- [The problem]: Among the entries below, take the line with "Or to advise" and the line with "If don't have", and output them and every line between them exactly, with nothing else.

- [Dataset records]:
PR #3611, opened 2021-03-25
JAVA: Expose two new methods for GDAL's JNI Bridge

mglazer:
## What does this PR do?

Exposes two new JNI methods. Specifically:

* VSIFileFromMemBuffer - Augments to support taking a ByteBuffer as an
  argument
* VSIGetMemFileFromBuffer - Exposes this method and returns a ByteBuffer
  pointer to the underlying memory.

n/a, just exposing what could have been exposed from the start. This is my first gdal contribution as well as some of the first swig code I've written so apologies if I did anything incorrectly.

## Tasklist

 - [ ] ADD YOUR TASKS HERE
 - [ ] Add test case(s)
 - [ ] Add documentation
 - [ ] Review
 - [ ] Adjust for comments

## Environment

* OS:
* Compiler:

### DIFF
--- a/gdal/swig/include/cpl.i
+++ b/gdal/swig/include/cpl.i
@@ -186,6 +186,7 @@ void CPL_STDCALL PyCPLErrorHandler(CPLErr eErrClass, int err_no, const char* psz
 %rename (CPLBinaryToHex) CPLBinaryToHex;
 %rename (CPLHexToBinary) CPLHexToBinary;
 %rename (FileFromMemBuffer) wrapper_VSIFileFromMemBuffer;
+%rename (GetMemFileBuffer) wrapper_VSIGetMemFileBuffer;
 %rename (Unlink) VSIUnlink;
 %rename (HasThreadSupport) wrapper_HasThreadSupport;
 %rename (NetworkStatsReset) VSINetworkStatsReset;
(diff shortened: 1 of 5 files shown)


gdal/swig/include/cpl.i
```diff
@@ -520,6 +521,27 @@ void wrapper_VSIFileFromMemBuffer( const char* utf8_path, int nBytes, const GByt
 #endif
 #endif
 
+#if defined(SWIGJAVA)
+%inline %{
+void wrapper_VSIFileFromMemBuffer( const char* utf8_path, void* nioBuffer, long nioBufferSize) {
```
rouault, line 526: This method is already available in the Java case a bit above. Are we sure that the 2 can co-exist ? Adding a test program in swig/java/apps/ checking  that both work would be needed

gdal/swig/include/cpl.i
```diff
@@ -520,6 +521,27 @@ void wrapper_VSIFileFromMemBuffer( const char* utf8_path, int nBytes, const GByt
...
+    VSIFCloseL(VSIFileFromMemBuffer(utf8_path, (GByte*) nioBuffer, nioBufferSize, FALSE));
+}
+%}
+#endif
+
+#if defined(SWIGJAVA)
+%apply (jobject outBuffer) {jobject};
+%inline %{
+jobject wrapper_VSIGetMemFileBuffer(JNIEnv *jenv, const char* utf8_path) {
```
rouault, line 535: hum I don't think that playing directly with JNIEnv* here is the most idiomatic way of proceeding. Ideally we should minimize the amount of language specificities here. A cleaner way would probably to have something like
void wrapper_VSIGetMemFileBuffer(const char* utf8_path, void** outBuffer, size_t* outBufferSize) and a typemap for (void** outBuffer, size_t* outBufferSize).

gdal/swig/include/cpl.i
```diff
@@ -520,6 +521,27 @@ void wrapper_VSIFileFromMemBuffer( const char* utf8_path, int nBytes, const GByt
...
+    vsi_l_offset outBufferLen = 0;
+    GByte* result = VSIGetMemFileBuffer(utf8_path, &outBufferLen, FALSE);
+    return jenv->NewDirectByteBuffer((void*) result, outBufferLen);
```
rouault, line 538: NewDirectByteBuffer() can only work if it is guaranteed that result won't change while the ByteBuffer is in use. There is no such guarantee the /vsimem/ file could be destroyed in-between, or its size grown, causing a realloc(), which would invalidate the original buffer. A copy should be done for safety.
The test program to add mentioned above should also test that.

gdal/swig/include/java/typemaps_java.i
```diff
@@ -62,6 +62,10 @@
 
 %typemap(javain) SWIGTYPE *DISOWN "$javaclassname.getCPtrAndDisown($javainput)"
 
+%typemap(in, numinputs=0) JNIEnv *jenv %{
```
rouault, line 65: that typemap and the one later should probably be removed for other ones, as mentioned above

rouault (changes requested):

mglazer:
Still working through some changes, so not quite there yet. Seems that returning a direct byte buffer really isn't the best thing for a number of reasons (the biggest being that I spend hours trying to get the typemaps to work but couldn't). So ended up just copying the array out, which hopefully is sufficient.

---

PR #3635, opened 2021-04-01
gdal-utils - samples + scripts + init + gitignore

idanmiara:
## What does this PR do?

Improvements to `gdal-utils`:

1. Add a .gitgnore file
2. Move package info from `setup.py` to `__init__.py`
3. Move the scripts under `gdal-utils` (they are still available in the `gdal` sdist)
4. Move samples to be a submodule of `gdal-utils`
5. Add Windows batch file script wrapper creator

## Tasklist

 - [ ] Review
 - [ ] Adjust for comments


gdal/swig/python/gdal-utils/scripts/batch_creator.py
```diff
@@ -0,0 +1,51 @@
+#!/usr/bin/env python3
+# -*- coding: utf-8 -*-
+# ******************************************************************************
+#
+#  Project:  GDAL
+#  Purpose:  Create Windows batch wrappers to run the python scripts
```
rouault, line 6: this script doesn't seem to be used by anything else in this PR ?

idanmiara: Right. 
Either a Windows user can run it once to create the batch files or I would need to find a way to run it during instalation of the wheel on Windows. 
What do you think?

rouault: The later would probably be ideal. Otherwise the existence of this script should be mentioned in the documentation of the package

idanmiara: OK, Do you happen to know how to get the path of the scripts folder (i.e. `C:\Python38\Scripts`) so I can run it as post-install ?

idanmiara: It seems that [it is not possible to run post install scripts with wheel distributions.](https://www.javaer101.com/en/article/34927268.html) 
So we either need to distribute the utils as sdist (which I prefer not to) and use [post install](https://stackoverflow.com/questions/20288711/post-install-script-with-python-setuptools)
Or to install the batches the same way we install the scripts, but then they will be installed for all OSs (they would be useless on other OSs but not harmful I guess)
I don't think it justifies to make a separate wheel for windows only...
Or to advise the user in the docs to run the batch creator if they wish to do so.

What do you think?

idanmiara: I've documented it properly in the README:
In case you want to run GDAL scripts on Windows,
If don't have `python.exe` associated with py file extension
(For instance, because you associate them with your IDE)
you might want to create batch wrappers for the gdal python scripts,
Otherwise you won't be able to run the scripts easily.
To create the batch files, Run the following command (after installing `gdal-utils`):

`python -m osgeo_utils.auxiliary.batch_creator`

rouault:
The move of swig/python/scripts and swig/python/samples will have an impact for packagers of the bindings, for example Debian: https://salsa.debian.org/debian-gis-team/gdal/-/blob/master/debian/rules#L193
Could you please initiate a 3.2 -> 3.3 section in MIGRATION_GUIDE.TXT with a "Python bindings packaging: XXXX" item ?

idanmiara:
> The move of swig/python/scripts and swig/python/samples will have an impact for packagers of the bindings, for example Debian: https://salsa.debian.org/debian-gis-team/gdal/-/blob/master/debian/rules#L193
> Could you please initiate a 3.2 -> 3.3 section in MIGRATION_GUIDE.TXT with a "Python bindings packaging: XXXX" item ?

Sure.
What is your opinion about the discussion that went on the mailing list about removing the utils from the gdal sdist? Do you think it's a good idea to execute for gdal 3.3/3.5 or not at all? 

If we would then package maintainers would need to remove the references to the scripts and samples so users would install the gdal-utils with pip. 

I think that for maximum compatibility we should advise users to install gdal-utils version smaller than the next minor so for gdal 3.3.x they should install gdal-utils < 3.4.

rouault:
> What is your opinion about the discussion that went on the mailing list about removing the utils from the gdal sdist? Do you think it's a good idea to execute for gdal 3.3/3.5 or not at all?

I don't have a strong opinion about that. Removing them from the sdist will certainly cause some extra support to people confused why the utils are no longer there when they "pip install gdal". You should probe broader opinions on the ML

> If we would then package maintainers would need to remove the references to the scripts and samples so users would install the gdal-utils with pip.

- [Solution for this problem]:
Or to advise the user in the docs to run the batch creator if they wish to do so.

What do you think?

idanmiara: I've documented it properly in the README:
In case you want to run GDAL scripts on Windows,
If don't have `python.exe` associated with py file extension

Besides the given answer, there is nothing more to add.